Another good example of how industry uses government to create closed monopolies and destroy free market effects to the consumer’s detriment.
Like most urbanites, I’ve spent a lot of time voicing the standard complaints: Why are taxis dirty and uncomfortable and never there when you need them? Why is it that half the time, they don’t show up for those 6 a.m. airport runs? How come they all seem to disappear when you most need them—on New Year’s Eve, or during a rainy rush hour? Why must cabbies drive like PCP addicts? Women complain about scary drivers. Black men complain about drivers who won’t stop to pick them up.
The cabdrivers have their own litany. They drive long hours for little money: the average cabdriver earns $27,060 a year, before expenses. They are at high risk for traffic accidents and, because they carry a lot of cash, for robbery. When drivers turn down fares to neighborhoods like mine, it’s not because they don’t want to miss a second of The Diane Rehm Show while they take my cash and make change. Those trips, where they probably won’t get a return fare, and must instead burn time and gas while the meter’s off, can mean the difference between profit and loss for the day; cabbies can’t afford too many of them. What I’m describing is a classic market failure: people who are willing to do business together can’t make it happen. If taxis and passengers only knew how to find each other, and could strike deals that would appeal to both, everyone would be better off. Why can’t we fix this?
Then came the Great Depression. Desperate new drivers flooded the market, escalating the fare wars that had begun in the ’20s. Meanwhile, the nation’s governing ideology was shifting radically. Parts of the New Deal were explicitly anticompetitive—merchants and manufacturers who wanted to display the blue eagle of the National Recovery Administration, for instance, were expected to sign on to an industry “Code of Fair Competition,” which typically contained a price-fixing agreement. In the taxi industry, local governments began setting minimum as well as maximum fares, and controlling the number of cabs that could enter the market. In 1937, New York City’s Haas Act introduced its famous medallion system, limiting the number of taxis to 13,566—about where it remains today.
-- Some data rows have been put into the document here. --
Issue #10096, opened 2020-04-10
EventHubClientBuilder parses wrongly HTTP_PROXY URL


stan-antyufeev-8451:
**Describe the bug**
If HTTP_PROXY sets to an URL format of  "http://host:port" then the EventHubClientBuilder class  will fail of creation  of an instance of EventHubProducerClient type

***Exception or Stack Trace***
[ERROR] 2020-04-10 16:53:32.353 [main] MessagingNotificationService -  
java.lang.NumberFormatException: For input string: "//proxy-host"
	at java.lang.NumberFormatException.forInputString(NumberFormatException.java:65) ~[?:?]
	at java.lang.Integer.parseInt(Integer.java:638) ~[?:?]
	at java.lang.Integer.parseInt(Integer.java:770) ~[?:?]
	at com.azure.messaging.eventhubs.EventHubClientBuilder.getDefaultProxyConfiguration(EventHubClientBuilder.java:633) ~[azure-messaging-eventhubs-5.0.3.jar:?]
	at com.azure.messaging.eventhubs.EventHubClientBuilder.getConnectionOptions(EventHubClientBuilder.java:596) ~[azure-messaging-eventhubs-5.0.3.jar:?]
	at com.azure.messaging.eventhubs.EventHubClientBuilder.buildConnectionProcessor(EventHubClientBuilder.java:543) ~[azure-messaging-eventhubs-5.0.3.jar:?]
	at com.azure.messaging.eventhubs.EventHubClientBuilder.buildAsyncClient(EventHubClientBuilder.java:480) ~[azure-messaging-eventhubs-5.0.3.jar:?]
	at com.azure.messaging.eventhubs.EventHubClientBuilder.buildClient(EventHubClientBuilder.java:514) ~[azure-messaging-eventhubs-5.0.3.jar:?]
	at com.azure.messaging.eventhubs.EventHubClientBuilder.buildProducerClient(EventHubClientBuilder.java:429) ~[azure-messaging-eventhubs-5.0.3.jar:?]

**To Reproduce**
Set environment variable HTTP_PROXY to any proxy URL in format of "http://hostname:port" and create EventHubProducerClient instance.

***Code Snippet***
None, use code snippets example from documentation

**Expected behavior**
Azure Event Hub client library should correctly parse HTTP_PROXY and HTTPS_PROXY URLs.

**Setup (please complete the following information):**
 - OS: MAC OS
 - IDE : Intellij
[...]

PR #10145, opened 2020-04-13
Fix default proxy configuration format

srnagar:
Currently, default proxy configuration string parsing logic expects the env variable to be of the format `hostname:port` but typically, the configuration in env variable is of the format `protocol://hostname:port`. 

This PR changes the parsing logic to check for either of these formats.

Fixes https://github.com/Azure/azure-sdk-for-java/issues/10096

### DIFF
--- a/sdk/servicebus/azure-messaging-servicebus/src/main/java/com/azure/messaging/servicebus/ServiceBusClientBuilder.java
+++ b/sdk/servicebus/azure-messaging-servicebus/src/main/java/com/azure/messaging/servicebus/ServiceBusClientBuilder.java
@@ -117,6 +117,21 @@ public final class ServiceBusClientBuilder {
     }
 
     /**
+     * Sets the configuration store that is used during construction of the service client.
+     *
+     * If not specified, the default configuration store is used to configure Service Bus clients. Use
+     * {@link Configuration#NONE} to bypass using configuration settings during construction.
+     *
+     * @param configuration The configuration store used to configure Service Bus clients.
+     *
+     * @return The updated {@link ServiceBusClientBuilder} object.
+     */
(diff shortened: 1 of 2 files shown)


sdk/eventhubs/azure-messaging-eventhubs/src/main/java/com/azure/messaging/eventhubs/EventHubClientBuilder.java
```diff
@@ -624,17 +627,26 @@ private ProxyOptions getDefaultProxyConfiguration(Configuration configuration) {
...
-        final String username = configuration.get(ProxyOptions.PROXY_USERNAME);
-        final String password = configuration.get(ProxyOptions.PROXY_PASSWORD);
+        return getProxyOptions(authentication, proxyAddress);
+    }
 
-        return new ProxyOptions(authentication, proxy, username, password);
+    private ProxyOptions getProxyOptions(ProxyAuthenticationType authentication, String proxyAddress) {
+        String host;
+        int port;
+        if (HOST_PORT_PATTERN.matcher(proxyAddress.trim()).find()) {
```
conniey, line 636: This logic doesn't exist in SB either.... would you mind copy and paste it there? :D Kill two birds with 3 stones?

srnagar: Sure, let me fix SB too.

conniey: You're the best!

Issue #3969, opened 2024-12-02
Routing docs should explicitly warn about duplicate routes


Legioth:
The routing docs don't seem to mention that routes need to be unique.
Since it's quite common to end up with duplicate routes by mistake, especially when playing around with the platform and copypasting examples from docs, I think we should be very clear about it.
https://vaadin.com/docs/latest/flow/routing/route

PR #4070, opened 2025-01-15
docs: add note about nav target path uniqueness

tepi:
Fixes https://github.com/vaadin/docs/issues/3969


articles/flow/routing/route.adoc
```diff
@@ -67,5 +67,8 @@ public class HomeView extends Div {
 }
 ----
 
+[NOTE]
+All navigation target paths in the application must be unique to allow Flow to determine the view to render without any disambiguation. This affects all [annotationname]`@Route`, [annotationname]`@RouteAlias` and [annotationname]`@RoutePrefix` values. When conflicts are detected, the application fails to start.
```
caalador, line 71: Should we point out that it is Route and RouteAlias combined with any RoutePrefix?

caalador: Should this mention that also client side paths are evaluated with the server side routes?

caalador (approved):

PR #4077, opened 2025-01-21
feat: explain how to make disabled buttons accessible

vursen:
Depends on
- https://github.com/vaadin/flow-components/pull/7050

Fixes https://github.com/vaadin/web-components/issues/4585


articles/components/button/index.adoc
```diff
@@ -392,6 +392,27 @@ include::{root}/frontend/demo/component/button/react/button-disabled.tsx[render,
 endif::[]
 --
 
+=== Accessibility
+
+While the default behavior effectively prevents accidental interactions, it has an accessibility drawback: screen readers skip disabled buttons entirely, and users can't see tooltips that might explain why the button is disabled. To address this, an experimental enhancement allows disabled buttons to receive focus and show tooltips, improving their accessibility. This feature can be enabled with the following feature flag:
```
vursen, line 397:
```suggestion
While the default behavior effectively prevents accidental interactions, it has an accessibility drawback: screen readers skip disabled buttons entirely, and users can't see tooltips that might explain why the button is disabled. To address this, an experimental enhancement allows disabled buttons to receive focus and show tooltips, while still preventing other interactions. This feature can be enabled with the following feature flag:
```

rolfsmeds (approved):

Issue #3933, opened 2024-11-20
Finding info about how to build forms is difficult if you don't know our terminology


Legioth:
HTML and most frameworks call forms forms, we talk about binder, data binding. These are not as findable as terms

PR #4082, opened 2025-01-22
docs: make Forms more prominent in documentation

tepi:
Fixes https://github.com/vaadin/docs/issues/3933

### DIFF
--- a/articles/flow/binding-data/components-binder.adoc
+++ b/articles/flow/binding-data/components-binder.adoc
@@ -1,6 +1,6 @@
 ---
 title: Binding Data to Forms
-page-title: How to bind data to forms with field components using binder
+page-title: How to bind data to forms using binder with Vaadin Flow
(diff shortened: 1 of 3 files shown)


articles/flow/binding-data/components-binder.adoc
```diff
@@ -1,6 +1,6 @@
 ---
 title: Binding Data to Forms
-page-title: How to bind data with components using binder | Vaadin
+page-title: How to bind data to forms with field components using binder
```
jouni, line 3: AFAIK the page title should always include "Vaadin", either as a part of the title itself, or as a "suffix" as was before this change.

jouni: https://vaadin.com/docs/latest/contributing/docs#meta-title

tepi: Alright, I'll add it back in some form. But I do think we have a bunch of other pages missing Vaadin as well.

PR #4094, opened 2025-01-28
fix: Update parameters

### LINKED ISSUE #4041: Clarify Vaadin config parameters vs Vaadin modes
**Tell us about your request**

Vaadin can operate in different modes and exposes a lot of configuration parameters.
Despite the modes and parameters are already described, it's sometimes not clear or problematic:

- for which mode/configuration a particular parameter is valid (dev or prod mode, pre-compiled bundles or hot-deploy with Vite, routing with react or with vaadin router), or is it valid for all possible modes of running and configuring an application.
- which parameter could fix what problem, e.g. when one would need to force the prod bundle or disable bundle optimisation.

We may want to have:
- a kind of mapping / table that could list all relevant parameters per mode.
- troubleshooting / FAQ article that recommends a parameter value change vs an example of possible problem.

---

If you think this issue is important, add a 👍 [reaction](https://blog.github.com/2016-03-10-add-reactions-to-pull-requests-issues-and-comments/) to help the community and maintainers prioritize this issue.

caalador:
Update missing parameters and
add to the table mode the
parameter targets and
system property written out
for clarity

Closes #4041


articles/flow/configuration/properties.adoc
```diff
@@ -95,156 +95,359 @@ When a system property and a servlet parameter have the same name, the system pr
...
 
 == Vaadin Plugin Properties
 
 The following table contains the properties that are used only by the Vaadin Maven and Gradle Plugin, and are not applicable for deployment configuration:
 
-[cols="1,1,3,1"]
+[cols="1,1,4,1,1"]
 |===
-|System Property
 |Plugin Configuration
```
mshabarov, line 368: This table misses many properties that applicable to plugin, e.g. `nodeVersion`, `pnpmEnable` etc. Shall we address this separately or here?

articles/flow/configuration/properties.adoc
```diff
@@ -95,156 +95,359 @@ When a system property and a servlet parameter have the same name, the system pr
 [[properties]]
 == Properties Defined
 
-The following table contains the properties that are defined in the [classname]`com.vaadin.server.DeploymentConfiguration` and [classname]`com.vaadin.flow.server.Constants` classes. They're listed in alphabetical order. If you use Spring Boot, you should add the `vaadin.` prefix to them (e.g., change `brotli` to `vaadin.brotli`).
+The following table contains the properties that are defined in the [classname]`com.vaadin.server.DeploymentConfiguration`, [classname]`com.vaadin.flow.server.Constants` and [classname]`com.vaadin.flow.server.InitParameters` classes. They're listed in alphabetical order. If you use Spring Boot, you should add the `vaadin.` prefix to them (e.g., change `brotli` to `vaadin.brotli`).
```
mshabarov, line 98: Could we give a short definition of each mode? `DAU` and `Runtime` may cause questions I think.

articles/flow/configuration/properties.adoc
```diff
@@ -95,156 +95,359 @@ When a system property and a servlet parameter have the same name, the system pr
...
 |Disables cross-site request forgery protection. The protection is enabled by default. You should keep it enabled -- except for certain types of testing.
+|`false`
+|Runtime
 
 |`eagerServerLoad`
-|`false`
+|`vaadin.eagerServerLoad`
 |Enables the client-side bootstrap page to include the initial JSON data fragment.
+|`false`
+|Runtime
```
mshabarov, line 208: This property is applicable for development as well.
I haven't seen two modes for a single parameter in these tables, but I bet a subset of parameters have effect in both modes.
Shall we double check and `Development, Runtime` ?

mshabarov:
How about "troubleshooting / FAQ article that recommends a parameter value change vs an example of possible problem." ? 
Shall we do it in a separate pull request? I think it's still needed.

articles/flow/configuration/properties.adoc
caalador: added. DAU dropped as it is more a runtime parameter.

articles/flow/configuration/properties.adoc
```diff
@@ -95,156 +95,359 @@ When a system property and a servlet parameter have the same name, the system pr
...
 |Enables live reload. When using a server-side <<live-reload/index#, live reload tool>>, the browser is refreshed after code is rebuilt on the server. Set to `false` to disable automatic reloading of the browser. This applies only to development mode.
+|`true`
+|Development
 
 |`devmode.optimizeBundle`
-|`false`
+|`vaadin.devmode.optimizeBundle`
 |Optimizes frontend resource bundles. All frontend resources in the classpath are included by default in the generated bundle in development mode. When set to `true`, the frontend build creates an optimized bundle by including only frontend resources that are used from the application entry points. It uses bytecode scanning, which increases application start-up time. Set to `false` to skip the optimization in production mode.
+|`false`
+|Development
```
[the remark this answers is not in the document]
caalador: Changed to build.
Yes should have different naming.

articles/flow/configuration/properties.adoc
caalador: Runtime is for application execution indifferent to what mode dev/prod it is running in.

articles/flow/configuration/properties.adoc
caalador: Those are in the properties table as `node.version`, `pnpm.enable`
This explicitly says that `properties that are only used by the plugins`

articles/flow/configuration/properties.adoc
```diff
@@ -95,156 +95,359 @@ When a system property and a servlet parameter have the same name, the system pr
...
-|`vaadin.skip.dev.bundle`
 |`skipDevBundleRebuild`
-|Prevents a frontend development bundle from being re-built, even if Vaadin Flow decides to use an existing compiled development bundle. This is mainly needed when re-bundling checker in Vaadin Flow has problems leading to false re-bundling, and one needs a workaround while it's being resolved.
+|`vaadin.skip.dev.bundle`
+|Prevents a frontend development bundle from being re-built, even if Vaadin Flow decides to use an existing compiled development bundle. This is mainly needed when the re-bundling checker in Vaadin Flow has problems leading to false re-bundling, and one needs a workaround while it's being resolved.
 |`false`
+|Bundle
 
 |`vaadin.clean.build.frontend.files`
 |`cleanFrontendFiles`
```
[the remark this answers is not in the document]
caalador: Fixed, Just a missed change of the column.

articles/flow/configuration/properties.adoc
mshabarov: > Runtime is for application execution indifferent to what mode dev/prod it is running in.

This is a good point. Could we add it as a sentence to this article?

caalador: I added it in the mode text before the tables

caalador:
> How about "troubleshooting / FAQ article that recommends a parameter value change vs an example of possible problem." ? Shall we do it in a separate pull request? I think it's still needed, we can add the cases that we know at the moment and update that article once we have new cases.

Probably a separate PR would be good as this has quite a lot of changes already.

PR #4099, opened 2025-01-31
docs(hilla): remove section about plugin configuration

### LINKED ISSUE #4096: Hilla: Outdated documentations for Parser plugins and options
As of 24.7, there are no more options to set, for example, `exposedPackagesToParser` or `hilla` extension object for Gradle configurations.
The documentations still pointing to those configurations should be refined / updated to reflect the new reality. 

Since we had these possibilities before, is it better to mention how is it better now, or to clarify whether it is a missing feature which going to be added again or not.

I could spot the following places to update, but there might be more:

- https://vaadin.com/docs/latest/hilla/reference/endpoint-generator#adding-a-custom-generator-plugin
- https://vaadin.com/docs/latest/hilla/reference/gradle#_all_options

cromoteca:
Maven/Gradle plugin configuration is no longer available.

Inform users to always instantiate endpoints as Spring beans.

Also fix some other outdated stuff in the page.

Closes #4096.

### DIFF
--- a/articles/hilla/lit/reference/endpoint-generator.adoc
+++ b/articles/hilla/lit/reference/endpoint-generator.adoc
@@ -1,14 +1,18 @@
 ---
-title: Endpoint Generator
-page-title: How to use the endpoint generator in Hilla | Vaadin
-description: The endpoint generator produces TypeScript files based on the information from an OpenAPI document that's generated from Java (or other JVM language) files.
+title: TypeScript Generator
+page-title: How to use the TypeScript generator in Hilla | Vaadin
+description: The TypeScript generator produces TypeScript files that map to Java services annotated with [annotationname]`@BrowserCallable` or [annotationname]`@Endpoint`.
 meta-description: Discover how to generate endpoints for Hilla applications efficiently.
 ---
 // tag::content[]
 
-= Endpoint Generator
+= TypeScript Generator
 :toclevels: 2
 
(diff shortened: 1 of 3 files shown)


articles/hilla/lit/reference/endpoint-generator.adoc
```diff
@@ -1,14 +1,18 @@
...
 // tag::content[]
 
-= Endpoint Generator
+= TypeScript Generator
 :toclevels: 2
 
+The TypeScript generator produces TypeScript files that map to Java services annotated with [annotationname]`@BrowserCallable` or [annotationname]`@Endpoint`.
+Those files retain the properties and types of the Java classes to provide type safety in the frontend.
+
+Those annotated services are commonly named *endpoints*, although there is a single REST endpoint in Hilla, which in turn calls the browser-callable services. The term "endpoints" is used in this context to refer to those annotated Java services.
```
taefi, line 15: Minor: This could be a `[NOTE]` for better visibility.

taefi (changes requested):
Asked for a minor change. Otherwise, looks good!

articles/hilla/lit/reference/endpoint-generator.adoc
cromoteca: I'm not sure about that. Also, I tend to respect https://vaadin.com/docs/latest/contributing/docs/styleguide#admonitions and try not to interrupt the page flow unless necessary.

taefi (approved):
LGTM.

PR #4103, opened 2025-02-04
feat: Card component

jouni:
Missing Java/Flow examples.


frontend/demo/component/card/card-combine-variants.ts
```diff
@@ -0,0 +1,35 @@
+import 'Frontend/demo/init'; // hidden-source-line
+import '@vaadin/avatar';
+import '@vaadin/card';
+import '@vaadin/icon';
+import '@vaadin/vaadin-lumo-styles/icons.js';
+import { html, LitElement } from 'lit';
+import { customElement } from 'lit/decorators.js';
+import { applyTheme } from 'Frontend/generated/theme';
+// @ts-expect-error hidden-source-line
+import img from '../../../../src/main/resources/images/lapland.avif?url';
```
web-padawan, line 10: I think this should be fixed by adding the following to `frontend/types.d.ts`

```ts
declare module '*.avif?url' {
  const value: string;
  export = value;
}
```

Example for `.png`:

https://github.com/vaadin/docs/blob/a7bd7ebf22a68312102b248f98687ad84795f9c3/frontend/types.d.ts#L1

Then we can also remove `// hidden-source-file` comment for image imports.

articles/components/card/styling.adoc
```diff
@@ -0,0 +1,72 @@
...
+
+
+=== Parts
+
+Media:: `vaadin-card+++<wbr>+++**::part(media)**`
+Header:: `vaadin-card+++<wbr>+++**::part(header)**`
+Content:: `vaadin-card+++<wbr>+++**::part(content)**`
+Footer:: `vaadin-card+++<wbr>+++**::part(footer)**`
+
+=== Style Variants
```
web-padawan, line 68: Should we also list `cover-media` and `stretch-media` in the table below?

frontend/demo/component/card/react/card-header-suffix.tsx
```diff
@@ -0,0 +1,20 @@
...
+import React from 'react'; // hidden-source-line
+import { Card } from '@vaadin/react-components/Card.js';
+
+function Example() {
+  return (
+    // tag::snippet[]
+    <Card>
+      <div slot="title">Lapland</div>
+      <div slot="subtitle">The Exotic North</div>
+      <span slot="header-suffix" theme="badge success">
```
web-padawan, line 11: Should use the following syntax to fix React example compilation:

```suggestion
      <span slot="header-suffix" {...{ theme: 'badge success' }} >
```

frontend/demo/component/card/card-stretch-media.ts
sissbruecker, line 1: The examples with icons show up like this for me:

Bildschirmfoto 2025-02-04 um 16 21 58

frontend/demo/component/card/card-combine-variants.ts
web-padawan: Added this block and removed `// @ts-expect-error` comments.

frontend/demo/component/card/react/card-header-suffix.tsx
web-padawan: Fixed.

articles/components/card/index.adoc
```diff
@@ -0,0 +1,480 @@
...
+++++
+<style>
+.example:not(.render-only) .render > * {
+  max-width: 300px;
+  margin: auto;
+}
+
+.example.card-grid .render > * {
+  max-width: fit-content;
+  display: grid !important;
```
web-padawan, line 471: These styles are only applied to examples on the Card page, but not when opening in a new window.
This can be unexpected for some users, would it make sense to move related CSS to examples?

jouni: Right, good point, I didn't realize that. Hmm, need to think about that. I thought it would be okay to have these invisible layout styles in the docs page, but I’m not sure about the standalone example pages.

frontend/demo/component/card/card-stretch-media.ts
jouni: Oh, wow. What browser?

articles/components/card/styling.adoc
jouni: Yeah, sure. I think I just forgot to add them. 

Btw, should we use "Style Variants" everywhere (vs "Theme Variants")?

frontend/demo/component/card/card-stretch-media.ts
sissbruecker: Ah, only in Firefox apparently.

jouni: Yeah, I see it too. I’ll investigate.

jouni: https://github.com/vaadin/web-components/issues/8641

articles/components/card/styling.adoc
web-padawan: IIRC we agreed to use "Style Variants" at some point, so let's use it for now.

articles/components/card/index.adoc
web-padawan: I think some users might actually wonder how one would build a "card list" and these styles especially `repeat(auto-fit, minmax(190px, 1fr));` could be beneficial. 

Alternatively we could just put a few utility classes if we don't want to cause distraction but still keep the examples working the same after copying to some Hilla view.

jouni: Yes, I agree. I’m updating the examples right now.

web-padawan (approved):

PR #4105, opened 2025-02-05
Update index.adoc

rkalkowski:
Replaced Tutorial box with the Vaadin Community (Forum)

### DIFF
--- a/articles/index.adoc
+++ b/articles/index.adoc
@@ -36,7 +36,7 @@ image:flow/_images/code-editor-illustration.svg["", opts=inline]
 [.card.large]
 === Vaadin Community
 
-Stuck on something? Need feedback on your implementation? The Vaadin Forum is the perfect place to ask questions, share ideas, and connect with other developers.
+If you’re stuck or need feedback on your implementation, the Vaadin forum is the perfect place to ask questions, share ideas, and connect with other developers.
 
 link:/forum/[Join the forum]
 
--- a/articles/index.adoc
+++ b/articles/index.adoc
@@ -34,11 +34,11 @@ image:flow/_images/code-editor-illustration.svg["", opts=inline]
 
 
 [.card.large]
-=== Tutorial
+=== Vaadin Community
 
-The Vaadin tutorial walks you through building an application from start to production. It covers both Flow and Hilla development.
+Stuck on something? Need feedback on your implementation? The Vaadin Forum is the perfect place to ask questions, share ideas, and connect with other developers.
 
-<<{articles}/getting-started/tutorial#,Start tutorial>>
+link:/forum/[Join the forum]
 
 
 [.card.large]


rkalkowski (commented):
no changes

articles/index.adoc
```diff
@@ -34,11 +34,11 @@ image:flow/_images/code-editor-illustration.svg["", opts=inline]
...
 
 [.card.large]
-=== Tutorial
+=== Vaadin Community
 
-The Vaadin tutorial walks you through building an application from start to production. It covers both Flow and Hilla development.
+Stuck on something? Need feedback on your implementation? The Vaadin Forum is the perfect place to ask questions, share ideas, and connect with other developers.
 
-<<{articles}/getting-started/tutorial#,Start tutorial>>
+link:/forum/[Join the forum]
```
jouni, line 41: Should it be **The Vaadin Forum** or **The Vaadin forum**? In the text, it’s the former, and in the link it’s the latter. Is that on purpose?

articles/index.adoc
```diff
@@ -34,11 +34,11 @@ image:flow/_images/code-editor-illustration.svg["", opts=inline]
 
 
 [.card.large]
-=== Tutorial
+=== Vaadin Community
 
-The Vaadin tutorial walks you through building an application from start to production. It covers both Flow and Hilla development.
+Stuck on something? Need feedback on your implementation? The Vaadin Forum is the perfect place to ask questions, share ideas, and connect with other developers.
```
jouni, line 39: In general, I’d avoid asking questions, and rather use direct statements. Is it good to force the reader to pause and think for an answer to these questions before going to the pitch about our forum? I know it’s subtle, but these question marks always trigger me :) 

```suggestion
If you’re stuck or need feedback on your implementation, the Vaadin forum is the perfect place to ask questions, share ideas, and connect with other developers.
```

articles/index.adoc
```diff
@@ -34,11 +34,11 @@ image:flow/_images/code-editor-illustration.svg["", opts=inline]
 
 
 [.card.large]
-=== Tutorial
+=== Vaadin Community
```
jouni, line 37: If we hide the CTA link, we can formulate this heading to be more actionable.

```suggestion
=== Join the Forum
```

```suggestion
=== Join the Community
```

articles/index.adoc
jouni, line 41: Maybe we could hide the CTA links on this card and the "video course" card as well, like on all the other cards on the landing page.

```suggestion
[.sr-only]
link:/forum/[Join the forum]
```

rkalkowski: I suggest keeping the CTA links, as it's not clear those boxes are clickable.

articles/index.adoc
rkalkowski: I agree. The suggested change makes sense.

jouni (approved):

PR #4125, opened 2025-02-13
docs: layout troubleshooting section

sissbruecker:
Adds a troubleshooting section to horizontal and vertical layout docs explaining common pitfalls and how to fix them. Also documents the layout improvements feature flag for Flow that will be available in 24.7.


articles/components/horizontal-layout/_troubleshooting.adoc
```diff
@@ -0,0 +1,301 @@
...
+  <div style={{ height: '200px' }}></div>
+  <div style={{ flexGrow: 1 }}></div>
+</VerticalLayout>
+----
+endif::[]
+--
+endif::[]
+
+[role="since:com.vaadin:vaadin@V24.7"]
+==== Enable Layout Improvements (Flow only, experimental)
```
web-padawan, line 192: Looks like this heading is repeated twice on the page which looks a bit unexpected at first glance. 
Should it be just a single entry with two bullet points instead?

sissbruecker: These are nested below the respective level 3 headings, so I think it's fine? Moving the section out of the respective sections for the problems that they are supposed to help solving seems also confusing.

web-padawan: Makes sense, thanks.

rolfsmeds (approved):

web-padawan (approved):

PR #4128, opened 2025-02-13
docs: add slot based horizontal alignment examples

web-padawan:
Part of https://github.com/vaadin/platform/issues/5038


articles/components/horizontal-layout/index.adoc
```diff
@@ -124,32 +124,44 @@ endif::[]
...
+[role="since:com.vaadin:vaadin@V24.7"]
+=== Aligning Individual Items
+
+Each item in the layout can be grouped to the start, center and end of the layout.
 
 [.example]
 --
 
 ifdef::lit[]
 [source,typescript]
```
sissbruecker, line 139: Nit: `[source,html]` works better here for the code snippet. But there's several examples like that, so maybe we can do that as a follow up.

sissbruecker (approved):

Many defenders of regulation argue that restrictions are necessary because cabdrivers make so little money as it is. But there’s very little evidence that restricting the number of cabs improves the lot of the people who drive them, rather than the lot of the companies that, by and large, own the licenses. It’s simply too easy for new would-be drivers to show up at a taxi service and compete cabbies’ earnings down—in these days of GPS, you don’t even need to be familiar with the area. So any excess profits from restricting entry tend to accrue not to the drivers, but to the people who own the right to drive. Last October, two New York City taxi medallions sold for $1 million apiece.
“In New Haven, nearly every taxi is owned or controlled by [the same] person,” Robert McNamara, an attorney at the Institute for Justice, which litigates against these sorts of rules, told me. Restricting entry “hasn’t made the drivers better off.”
Nonetheless, the public fights usually get framed as consumers-against-drivers. And regulators respond with a patchwork of policies to pay off various constituencies—entry restrictions in exchange for lower fares, “fuel surcharges” in exchange for laws requiring drivers to take you anywhere in the city.
Almost all the everyday complaints about cabs trace back to this regulatory cocktail. Drivers won’t take you to the outer reaches of your metropolitan area? The regulated fares won’t let them charge you more to recover the cost of dead-heading back without a return customer. Cabs are poorly maintained? Blame restricted competition, and the inability to charge for better quality. Cabbies drive like maniacs? With high fixed costs for cars and gas, and no way to increase their earnings except by finding another fare, is it any wonder that they try to get from place to place as fast as possible?